Bu sene Venedik'e de kış gelmemiş, Aralık ayının son günlerinde günlük güneşlik bir hava, her yer cıvıl cıvıl, neşeli. Sadece yaya trafiği mevcut, adeta cennette gibiyiz. Tabi taşıyacak yükü olanlar icin aynı şeyi söyleyemem, mesela, yorulunca bir taksi çevirmeniz mümkün degil. Çünkü Avrupa'nın en geniş yürüyüş alanındasınız...Tarihi caddelerde, korna sesi duymadan gezerken bir yandan da yanınızdan akan kanalı seyretmekse ayrı bir deneyim.
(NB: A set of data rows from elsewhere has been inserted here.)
PR #343, opened 2015-09-24
Updated reminder feature

johan12345:
I completely reimplemented the reminder feature and its background service. The new procedure can be roughly described as follows:

- `ReminderCheckService` was replaced with `SyncAccountService`, which is only responsible for downloading account data and saving it to the database. It is currently set to run every hour, see the comment in `SyncAccountAlarmListener` for explanation. `SyncAccountService` uses [commonsguy/cwac-wakeful](https://github.com/commonsguy/cwac-wakeful/) to be assured stay awake while working.
- After downloading account data, lent media will be grouped by its deadline dates and corresponding entries will be saved to the new `alarms` DB table. They contain the list of items expiring and the scheduled notification time. All saved notifications from the DB will be scheduled using `AlarmManager` and rescheduled every time the device is rebooted. This allows notifications to be shown in times without internet connection, which is why the corresponding note in the settings was removed.
- Notifications will contain a list of expiring media and two buttons: `Don't remind again` and `Remind me again at...` ("Snooze"). The latter will open dialogs to select the date and time (these dialogs don't use Material Design in older Android versions, because they are not included in the Support Library).
- Notifications that were swiped away or clicked to open the app will automatically be re-scheduled between 12 and 2 hours after dismissal (depending on the time left until the media needs to be returned). This functionality can be disabled in the settings
- Known problems:
  - Notifications displaying while the app is being updated or force-closed will disappear and not come again
  - ~~The titles of the two buttons in the notification are too long to be completely visible~~ fixed in 135dd31.
  - `SyncAccountService` will also run when notifications are disabled. This is not necessary. The simplest option would be to check the settings before doing work in `SyncAccountService`, but this would still wake the device every time it runs.

In this process, I refactored the data structure for lent and reserved account items so that we have proper classes for those objects (instead of the previous `Map<String, String>` which actually was a remainder from the implementation using the `ContentValues` for Android's SQLite database directly prior to that). They also use Joda Time instead of timestamps for all dates.
Refactoring all the APIs to use Joda Time was quite complex and could cause issues because it was not tested for all the APIs, especially for the fields `readyDate` and `expirationDate` in `ReservedItem`, which only used Strings and no timestamps before.

The notification functionality and also the refactored APIs (see above) were not tested much, so we should do that before merging. Testing it with the larger amount of test accounts that @raphaelm has access to is probably a good idea.


raphaelm:
> The titles of the two buttons in the notification are too long to be completely visible

How about "Remind Later" (or even only "Later") and "Discard" as button descriptions? For German: "Später"/"Verwerfen"?

raphaelm:
> Notifications displaying while the app is being updated or force-closed will disappear and not come again

Is there a possible fix that you know of or do we just have to live with it? I don't really like it as I force-close apps more often than I restart my phone.

opacclient/libopac/src/main/java/de/geeksfactory/opacclient/objects/AccountItem.java
```diff
@@ -0,0 +1,148 @@
+package de.geeksfactory.opacclient.objects;
+
+public abstract class AccountItem {
+    private long account;
+    private String title;
+    private String author;
+    private String format;
```
raphaelm: Was there a reason for having a string here instead of moving ``SearchResult.MediaType`` to e.g. ``OpacApi`` and using it in both places? This would enable us to show icons in the acocunt view in the future. String serialiazation for the database should be done at database communication time.

opacclient/opacapp/src/main/AndroidManifest.xml
```diff
@@ -136,8 +138,11 @@
             android:finishOnTaskLaunch="true"
             android:launchMode="singleInstance"
             android:theme="@style/Theme.AppCompat.Light.Dialog" />
+        <activity
+            android:name="de.geeksfactory.opacclient.frontend.SnoozeDatePickerActivity"
+            android:theme="@style/Theme.Opacapp.Transparent" />
 
-        <service android:name="de.geeksfactory.opacclient.reminder.ReminderCheckService" >
+        <service android:name=".reminder.SyncAccountService">
```
raphaelm: I guess we always use full-qualified class paths here because it makes life simpler for the Plus edition. I'm unsure whether this still holds, but we should either test it or just ontinue using a full class path.

opacclient/opacapp/src/main/java/de/geeksfactory/opacclient/frontend/AccountFragment.java
```diff
@@ -1374,6 +1226,22 @@ public void onCollapseAnimationEnd() {
         refreshage();
     }
 
+    private void setHtmlTextOrHide(String value, TextView tv) {
+        if (value != null) {
```
raphaelm: Is comparison with null good enough here or should we also check for empty strings?

opacclient/opacapp/src/main/java/de/geeksfactory/opacclient/frontend/MainPreferenceActivity.java
```diff
@@ -23,4 +24,9 @@ protected void onCreate(Bundle savedInstanceState) {
     protected PreferenceFragment getNewMainPreferenceFragment() {
         return new MainPreferenceFragment();
     }
+
+    @Override
+    public void onActivityResult(int requestCode, int resultCode, Intent data) {
```
raphaelm: What exactly is the purpose of this? ;)

johan12345:
>> The titles of the two buttons in the notification are too long to be completely visible

> How about "Remind Later" (or even only "Later") and "Discard" as button descriptions? For German: "Später"/"Verwerfen"?

Yes, sounds good. Changed in 135dd31.

>> Notifications displaying while the app is being updated or force-closed will disappear and not come again

> Is there a possible fix that you know of or do we just have to live with it? I don't really like it as I force-close apps more often than I restart my phone.

I think there is no way to detect when the app is force-closed (that would make force-closing meaningless). The other way I could think of would be to re-schedule/re-show notifications if `notified && !finished`, but `NotificationManager#getActiveNotifications()` doesn't contain the corresponding notification.

opacclient/libopac/src/main/java/de/geeksfactory/opacclient/objects/AccountItem.java
johan12345: I left it as a String because I don't know if we can detect `SearchResult.MediaType`s using things like CSS classes or icon URLs in the account views of APIs currently using this property or if some simply have a text describing the media type. If the latter is the case, we would need something to convert names of media types to their `SearchResult.MediaType` values to be able to show them in the app.

opacclient/opacapp/src/main/AndroidManifest.xml
johan12345: Yes, that's probably correct. Changed in c237f04.

opacclient/opacapp/src/main/java/de/geeksfactory/opacclient/frontend/AccountFragment.java
johan12345: In the best case where all APIs set a property to `null` if it is not available, this would be good enough. But that's probably not the case in all APIs. Should I change it?

opacclient/opacapp/src/main/java/de/geeksfactory/opacclient/frontend/MainPreferenceActivity.java
johan12345: Oh, I added it when I tried to fix a problem where selecting a different warning period in the settings didn't have any effect. But the real problem was I needed to return `true` instead of `false` at `MainPreferenceFragment.java:90`, so it can be removed again. Done in 3b60160.

johan12345:
The failing Travis build because of a Lint error should be fixed with ef3fea4

opacclient/opacapp/src/main/java/de/geeksfactory/opacclient/reminder/ReminderHelper.java
```diff
@@ -0,0 +1,133 @@
...
+        for (Alarm alarm : data.getAllAlarms()) {
+            if (!arrangedIds.containsKey(alarm.deadline)) {
+                data.removeAlarm(alarm);
+            }
+        }
+
+        // Find and add/update corresponding alarms for current lent media
+        for (Map.Entry<LocalDate, List<Long>> entry : arrangedIds.entrySet()) {
+            LocalDate deadline = entry.getKey();
+            long[] media = toArray(entry.getValue());
```
raphaelm: It is not a real problem, but since were doing code-review and since we are perfectionists: I don't really like the number of ``List<Long>``/``long[]``/comma-separated string conversions.

Storing comma-separated strings in a database is a [really bad](https://en.wikipedia.org/wiki/Database_normalization) design pattern in general, but **I'm absolutely okay with it here** since the alarm database works more like a cache than like a relational database. **However**, on the Java side, wouldn't be some form of ``Set`` (e.g. ``HashSet``) the appropriate representation instead of mixing arrays and lists?

So I'd suggest keeping the database as it is but use Sets throughout this file and inside the Alarm object.

opacclient/opacapp/src/main/java/de/geeksfactory/opacclient/reminder/SyncAccountAlarmListener.java
```diff
@@ -0,0 +1,33 @@
...
+
+import android.app.AlarmManager;
+import android.app.PendingIntent;
+import android.content.Context;
+
+public class SyncAccountAlarmListener implements WakefulIntentService.AlarmListener {
+    // We could use a longer interval like 3 hours, but on API < 19, only the AlarmManager
+    // .INTERVAL_... constants make the AlarmManager use inexact alarm delivery for better
+    // battery efficiency. The next larger constant available would be AlarmManager
+    // .INTERVAL_HALF_DAY.
```
raphaelm: We really should discuss this, as it greatly affects both battery life and mobile data tariffs as well as the quality of the notification service.

During normal operation, half a day *should* really be enough, shouldn't it? I've never heard of a library with lending times less than a week, so if you lend out a new item, it should be enough for all notification purposes if the app only sees it half a day later.

A half day is **not enough** if a sync attempts fail, either because of a network connection failure or because the notification service has been limited to WiFi and WiFi is not available, because "half day" is long enough to coincidentally always occur when I'm not in a WiFi network. However, in this case we could go without inexact repetition.

So if I do not miss anything, we should absolutely get away with *regular* runs every (inexact) half day and *repeated runs due to failures* at fixed intervals (e.g. 1 hour after the failure).

opacclient/opacapp/src/main/java/de/geeksfactory/opacclient/reminder/SyncAccountService.java
```diff
@@ -0,0 +1,99 @@
...
+            if (BuildConfig.DEBUG) Log.i(NAME, "Loading data for Account " + account.toString());
+
+            try {
+                Library library = app.getLibrary(account.getLibrary());
+                if (!library.isAccountSupported()) continue;
+                OpacApi api = app.getNewApi(library);
+                AccountData res = api.account(account);
+                if (res == null) continue;
+                data.storeCachedAccountData(account, res);
+                data.close();
```
raphaelm: You are using ``data.close`` after every account but ``data.open`` only once. Do I miss something or will this fail with more than one account?

Also, we should not keep the DataSource open during network operations to prevent concurrency issues. Therefore, we should close it after line 76 and open it again just before line 87.

opacclient/opacapp/src/main/res/values/strings.xml
```diff
@@ -59,19 +59,13 @@
     <string name="notification_service">Expiring items</string>
     <string name="notification_service_desc">Notify, if an item is about to expire (no warranties given)</string>
     <string name="notification_service_wifionly">Check on WiFi only</string>
-    <string name="notification_service_wifionly_desc">Does not download information over mobile networks. (Therefore, no warnings without WiFi!)</string>
+    <string name="notification_service_wifionly_desc">Does not download information over mobile networks.</string>
```
raphaelm: I guess we should keep *some* kind of warning that this setting *might* keep you from getting notifications if you're out of WiFi for a long time.

opacclient/opacapp/src/main/java/de/geeksfactory/opacclient/reminder/ReminderHelper.java
johan12345: Regarding the comma-separated strings in the database: Is there even a better way? Storing JSON or binary data instead? Or doing it like a real relational database by storing the alarm IDs in the lent items table instead of the lent item IDs in the alarm table (which we already do to a certain extent, because every lent item could be linked to its corresponding alarm using its deadline date)?

Regarding the `List<Long>/long[]/Set<Long>` issue: I agree that a set would be the better data structure to represent this: The order of the lent items corresponding to an alarm is not important. But it would cause the expired items to be displayed in the notification in a different order every time the notification is shown, which *could be* confusing, and if we consequently also changed the `List<LentItem>` and `List<ReservedItem>` in the `AccountData` class to `Set`s, that would *definitely* be confusing because the order would change every time the user re-opens or refreshes the account view.

opacclient/opacapp/src/main/java/de/geeksfactory/opacclient/reminder/SyncAccountAlarmListener.java
johan12345: So you suggest to set the regular interval to `AlarmManager.INTERVAL_HALF_DAY` and tell `SyncAccountService` to schedule an additional alarm one hour later if it fails?
I agree that these times would be enough for normal operation, but don't how to implement it in the best way:

If we have no internet connection (or no WiFi with the corresponding setting activated, or a library website is offline) for a longer time (say, a week), the service would run every (inexact) half day and schedule itself to run one hour later. Then, the "one hour later" runs would reschedule themselves to run one hour later and won't stop doing that when the next "every half day" run is reached. This would result in the service running ~14 times per hour at the end of the week (and probably not concentrated around one point in the hour due to the inexactness of the "every half day" alarms).

Another way to do it would be to determine the interval to the next run of the service in the service itself and let it only schedule the next run, like we did it before. The problem with this way is that if one run of the service is interrupted (due to low memory or a crash or whatever), the service probably won't run again until the next device reboot.

We could also use Android's [`JobScheduler`](https://developer.android.com/reference/android/app/job/JobScheduler.html) instead of `AlarmManager` for scheduling service runs, so it won't even run when there's no Internet connection available. The problem is it is only available on API 21 and above. There's also [`GcmNetworkManager`](https://developers.google.com/cloud-messaging/network-manager), but it only works on devices with Google Play Services.

opacclient/opacapp/src/main/res/values/strings.xml
johan12345: Hmm, so we keep the same warning? Or do you have another (short) text that would fit?

opacclient/opacapp/src/main/java/de/geeksfactory/opacclient/reminder/SyncAccountService.java
johan12345: Correct! Fixed in b2e882a.
I also found another bug related to multiple accounts and fixed it in 7721657.

opacclient/opacapp/src/main/java/de/geeksfactory/opacclient/reminder/ReminderHelper.java
raphaelm: > Regarding the comma-separated strings in the database: Is there even a better way?

The "normalized" way would be to have three tables: ``alarm``, ``lent_item``, ``lent_item_on_alarm``. But I think it is overkill here as we do not need the features of relational databases.

> But it would cause the expired items to be displayed in the notification in a different order every time the notification is shown

Well, we could sort it at display time. 

> and if we consequently also changed the List<LentItem> and List<ReservedItem> in the AccountData class to Sets, that would definitely be confusing because the order would change every time the user re-opens or refreshes the account view.

You're right about that, I take my suggestion back. 

On the other hand, this "convert to array, than use Array.equals" compares order-sensitive. Should we use a Set instead of an array just here?

opacclient/opacapp/src/main/res/values/strings.xml
raphaelm: I'll think about another text.

opacclient/opacapp/src/main/java/de/geeksfactory/opacclient/reminder/SyncAccountAlarmListener.java
raphaelm: > If we have no internet connection (or no WiFi with the corresponding setting activated, or a library website is offline) for a longer time (say, a week), the service would run every (inexact) half day and schedule itself to run one hour later. Then, the "one hour later" runs would reschedule themselves to run one hour later and won't stop doing that when the next "every half day" run is reached. This would result in the service running ~14 times per hour at the end of the week (and probably not concentrated around one point in the hour due to the inexactness of the "every half day" alarms).

This should, of course, not happen, but there are things we can do to prevent it. We only need a way for the scheduled run to determine if there already is an hourly run scheduled and only reschedule itself on failure if there isn't, right?

>We could also use Android's JobScheduler instead of AlarmManager for scheduling service runs, so it won't even run when there's no Internet connection available. The problem is it is only available on API 21 and above. There's also GcmNetworkManager, but it only works on devices with Google Play Services.

Sadly, this is both not an option currently. :(

opacclient/opacapp/src/main/java/de/geeksfactory/opacclient/reminder/ReminderHelper.java
johan12345: > Well, we could sort it at display time.

Yes, but by what? By ID?

> On the other hand, this "convert to array, than use Array.equals" compares order-sensitive. Should we use a Set instead of an array just here?

So then change the `long[]` in the `Alarm` class to a `List<Long>` and convert it to a `Set` for comparison at `ReminderHelper.java:68`, and use a `Map<LocalDate, Set<Long>>` for the `arrangedIds` variable?

opacclient/opacapp/src/main/java/de/geeksfactory/opacclient/reminder/SyncAccountAlarmListener.java
johan12345: > We only need a way for the scheduled run to determine if there already is an hourly run scheduled and only reschedule itself on failure if there isn't, right?

We could save the current interval (either 1 hour or half a day) in the `SharedPreferences` and let the `SyncAccountAlarmListener.scheduleAlarms` function use this to schedule alarms in this interval. There, `firstStart` would also need to be set to the current time plus the interval.

Then, every time the `SyncAccountService` runs, it will update the preference value depending on if it failed or not and reschedule the Alarms by calling `WakefulIntentService.cancelAlarms` and `WakefulIntentService.scheduleAlarms`. If the service does not get to this point for whatever reason, the alarms will stay as they were, so it will still be called again the next time.

opacclient/opacapp/src/main/java/de/geeksfactory/opacclient/reminder/ReminderHelper.java
raphaelm: Hmm. Sounds as complicated as it is curerntly. There does not seem to be a good solution here, maybe we should just keep it as it is :D

opacclient/opacapp/src/main/java/de/geeksfactory/opacclient/reminder/SyncAccountAlarmListener.java
raphaelm: Sounds reasonable to me.

opacclient/opacapp/src/main/java/de/geeksfactory/opacclient/reminder/ReminderHelper.java
johan12345: We could also leave the `if (!Arrays.equals(media, alarm.media)) {` completely and update the alarm every time. And then use `List` everywhere instead of converting to arrays.

johan12345:
In 76708d7, I added the ability to update the `notification_warning` value from milliseconds to days after the app was updated and with f0be0b0, the app will also call the `ReminderHelper.generateAlarms` function when account data is updated inside the app.

opacclient/opacapp/src/main/java/de/geeksfactory/opacclient/reminder/SyncAccountAlarmListener.java
johan12345: Something like d89fd58?

raphaelm:
I just started testing and I'll just leave some notes here.

* Due to switching between branches, I had an ``java.io.FileNotFoundException: bibs/Rostock.json`` exception. I wondered if there is a way to catch *all* exceptions in the service and present the ACRA notifications when the app is started for the next time. *Nobody* likes an app that loudly crashes while not being used.

Testing todo:

- [ ] Test over a longer period with WiFI
- [ ] Test over a longer period with no WiFI / with account errors
- [ ] Test behaviour after app upgrade / installation
- [ ] Test behaviour after reboot
- [ ] Test behaviour after settings changes
- [ ] Test actual notifications
- [ ] Test discarding notifications
- [ ] Test snoozed notifications

johan12345:
> I wondered if there is a way to catch all exceptions in the service and present the ACRA notifications when the app is started for the next time.

Well, as all `Throwable`s are `Serializable`, we could save the exception(s) somewhere (in a file?), deserialize them when starting the app and then send them to ACRA.
Or we could send silent bug reports using ACRA directly from the service, which would have the disadvantage of not knowing the user's email address.
*BTW:* We can update ACRA to version 4.6 (seems to be [mainly bugfixes](https://github.com/ACRA/acra/wiki/ChangeLog)) and should remember to upgrade to 4.7 when the stable release is available because it [adds compatibility for Android 6.0](https://github.com/ACRA/acra#acra-v47)

For the testing todo: Snoozed notifications include both actually clicking the "later" button and dismissing or clicking the notification with the "Repeat notifications" setting activated

raphaelm:
Repeating after errors seems to work.
```
09-27 13:55:19.043 I/SyncAccountService(18804): SyncAccountService started
09-27 13:55:19.044 I/SyncAccountService(18804): SyncAccountService finished  with errors
09-27 14:58:14.686 I/SyncAccountService(18804): SyncAccountService started
09-27 14:58:14.687 I/SyncAccountService(18804): SyncAccountService finished  with errors
09-27 15:52:36.635 I/SyncAccountService(18804): SyncAccountService started
09-27 15:52:36.638 I/SyncAccountService(18804): SyncAccountService finished  with errors
09-27 17:07:30.439 I/SyncAccountService(18804): SyncAccountService started
09-27 17:07:30.439 I/SyncAccountService(18804): SyncAccountService finished  with errors
09-27 17:55:39.125 I/SyncAccountService(18804): SyncAccountService started
09-27 17:55:39.126 I/SyncAccountService(18804): SyncAccountService finished  with errors
```

raphaelm:
```
09-28 17:06:16.441 I/SyncAccountService(18804): SyncAccountService started
09-28 17:06:16.460 I/SyncAccountService(18804): Loading data for Account Account [id=3, library=Preetz, label=Unbenanntes Konto, name=123, cached=0]
09-28 17:06:27.202 I/SyncAccountService(18804): Loading data for Account Account [id=4, library=Brackenheim, label=Unbenanntes Konto, name=123, cached=0]
09-28 17:06:28.183 I/SyncAccountService(18804): Loading data for Account Account [id=6, library=Heidelberg_Uni, label=Unbenanntes Konto, name=123, cached=0]
09-28 17:06:32.404 I/SyncAccountService(18804): Loading data for Account Account [id=7, library=Wernau, label=Unbenanntes Konto, name=123, cached=0]
09-28 17:06:45.598 I/SyncAccountService(18804): SyncAccountService finished  successfully
09-29 17:07:31.700 I/SyncAccountService(18804): SyncAccountService started
09-29 17:07:31.732 I/SyncAccountService(18804): Loading data for Account Account [id=3, library=Preetz, label=Unbenanntes Konto, name=123, cached=1443496007603]
09-29 17:07:33.049 I/SyncAccountService(18804): Loading data for Account Account [id=4, library=Brackenheim, label=Unbenanntes Konto, name=123, cached=1443496009037]
09-29 17:07:37.240 I/SyncAccountService(18804): Loading data for Account Account [id=6, library=Heidelberg_Uni, label=Unbenanntes Konto, name=123, cached=1443496014025]
09-29 17:07:43.474 I/SyncAccountService(18804): Loading data for Account Account [id=7, library=Wernau, label=Unbenanntes Konto, name=123, cached=1443496032770]
09-29 17:07:46.703 I/ActivityManager(  868): Waited long enough for: ServiceRecord{7d36b4a u0 de.geeksfactory.opacclient.debug/de.geeksfactory.opacclient.reminder.SyncAccountService}
09-29 17:08:02.916 I/SyncAccountService(18804): SyncAccountService finished  successfully
```

Half-day seems to work (only one run per day is in the log because I always forget to keep the computer running logcat on overnight, we'll see whether I'll do it tonight).

raphaelm:
> Notifications displaying while the app is being updated or force-closed will disappear and not come again

Did you check out [ACTION_PACKAGE_REPLACED](https://developer.android.com/reference/android/content/Intent.html#ACTION_PACKAGE_REPLACED)? Starting from API 12, there is also [ACTION_MY_PACKAGE_REPLACED](https://developer.android.com/reference/android/content/Intent.html#ACTION_MY_PACKAGE_REPLACED).

If the user force-closes the app, I think we are out of luck.

johan12345:
> Did you check out ACTION_PACKAGE_REPLACED? Starting from API 12, there is also ACTION_MY_PACKAGE_REPLACED.

Oh, I'll try that.

> If the user force-closes the app, I think we are out of luck.

Yes. But only if they use the "Force Close" (or "Clear App Data") button in the App Info dialog, not when swiping away the app in the recents menu (AlarmManager alarms and Notifications shouldn't be removed in this case).

raphaelm:
> Yes. But only if they use the "Force Close" (or "Clear App Data") button in the App Info dialog, not when swiping away the app in the recents menu (AlarmManager alarms and Notifications shouldn't be removed in this case).

Well, that is absolutely okay.

johan12345:
I rebased this branch onto the changes from `master` (some conflicts in the APIs needed to be resolved) and am now going to continue testing.

opacclient/opacapp/src/main/java/de/geeksfactory/opacclient/frontend/AccountFragment.java
```diff
@@ -847,76 +748,59 @@ public void onClick(View clicked) {
...
-                            holder.vStatusColor
-                                    .setBackgroundColor(getResources().getColor(R.color.date_warning));
-                        } else if (item.containsKey(AccountData.KEY_LENT_DOWNLOAD)) {
+                    if (item.getDeadline() != null) {
+                        if (item.getDeadline().equals(LocalDate.now()) ||
+                                item.getDeadline().isBefore(LocalDate.now())) {
+                            holder.vStatusColor.setBackgroundColor(
+                                    getResources().getColor(R.color.date_overdue));
+                        } else if (
+                                Days.daysBetween(item.getDeadline(), LocalDate.now()).getDays() <=
```
johan12345: This doesn't seem to be working. I don't know why, but it colors all items yellow, not only those that are in the warning period.

raphaelm: A breakpoint in the debugger should be able to tell you why ;)

johan12345: Yes, I tried that, but it didn't seem to be able to tell me what `Days.daysBetween` returned. I'll probably need to assign that to a variable.

raphaelm: Yes, or use the "Watch" feature of your debugger where you can watch the return value of single code snippets :)

johan12345:
Note to self: There seems to be a crash caused by a NullPointerException after adding a new account.

opacclient/opacapp/src/main/java/de/geeksfactory/opacclient/frontend/AccountFragment.java
johan12345: Fixed in 99ea18e. The order of the arguments supplied to `Days.daysBetween` was incorrect.

opacclient/opacapp/src/main/java/de/geeksfactory/opacclient/frontend/AccountFragment.java
johan12345: Fixed in feb5e53c

opacclient/libopac/src/main/java/de/geeksfactory/opacclient/objects/AccountItem.java
johan12345: We could also provide both a String property and a `SearchResult.MediaType` property so we can choose what works for each system in the APIs and show the one that is available in the app (and optionally show an icon if the `SearchResult.MediaType` property is set).

raphaelm: I don't like the thought of maintaining two options, but the benefits seem to be worth it.

johan12345:
I tested rebooting the device. SyncAccountService started running again perfectly, but notifications I didn't dismiss before rebooting did not come back.

Maybe we should check somewhere if the notification is still displayed and otherwise set the `notified` property of the alarm to false again? This would also fix the same problem for notifications displayed while the app is being updated.

@raphaelm Any other idea?

opacclient/opacapp/src/main/res/values/strings.xml
raphaelm: How about „You might miss some notifications if you go without WiFi for a longer time“?

raphaelm:
Ok, let's try to get this done. As I see it, the ToDo at this point is:

- [ ] Think about re-showing undismissed notifications after a reboot (see your last comment)
- [ ] Handle ACTION_PACKAGE_REPLACED
- [ ] Test behaviour after app upgrade / installation

What options do we have here? We don't get notified if a user dismisses a notification, correct? Do we have a change of a well-informed decision whether to show a notification again?

- [ ] Make SyncAccountService only run if notifications are enabled

This should be trivial, but is important.

- [ ] Test behaviour after settings changes
- [ ] Test discarding notifications
- [ ] Test snoozed notifications

johan12345:
> We don't get notified if a user dismisses a notification, correct?

We do. An Intent gets called and it triggers `ReminderBroadcastReceiver`'s `notificationDeleted()` function.

opacclient/opacapp/src/main/res/values/strings.xml
johan12345: Okay. Added in c823240.

opacclient/libopac/src/main/java/de/geeksfactory/opacclient/objects/AccountItem.java
johan12345: I didn't do anything about this yet. Should I still add the `SearchResult.MediaType` property?

raphaelm: No, I think we'll first keep it as it is.

johan12345:
Sub-ToDos for "Test behaviour after settings changes":

- [x] Test behaviour after changing "repeat notifications" setting -> of course does not work for notifications that were already dismissed
- [ ] Test behaviour after changing "only WiFi" setting -> should apply for the next `SyncAccountService` run, does this need to be tested?
- [ ] Test behaviour after changing warning period
- [ ] Test behaviour after turning on/off notifications

johan12345:
I now completed the ToDos you listed (including rebase against the current master yesterday) and fixed/improved the behavior after settings changes in fdb1cd3. Anything else missing?

raphaelm:
I'll look deeper into it asap :)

Eğer San Marco alanına vardıysanız, geri dönüş için endişelenmenize gerek yok, vaporettolar, otantik gondollar emrinizde, Venedik keyfinizi de katlamış olursunuz...
Para Peşin
San Marco alanı yaklaşık bir saat yürüme mesafesinde, sağlı sollu dükkanlarda birbirinden guzel cam eşyalar, kuklalar, maskeler, bütün dünya markalarını bulabilirsiniz. Tabi dünyanın her yerinden getirdikleri meyve sebzeleri satanları da unutmamak lazım. Pahalı mı derseniz, pahalı ama efsunlandığınız için farketmiyorsunuz.. . Bu güzel suda yüzen şehirde kredi kartı kabul eden yerlerin sayısı bir elin parmaklarını geçmez, yani para peşin, gerçeklerse peşin peşin acı ama anlamıyorsunuz...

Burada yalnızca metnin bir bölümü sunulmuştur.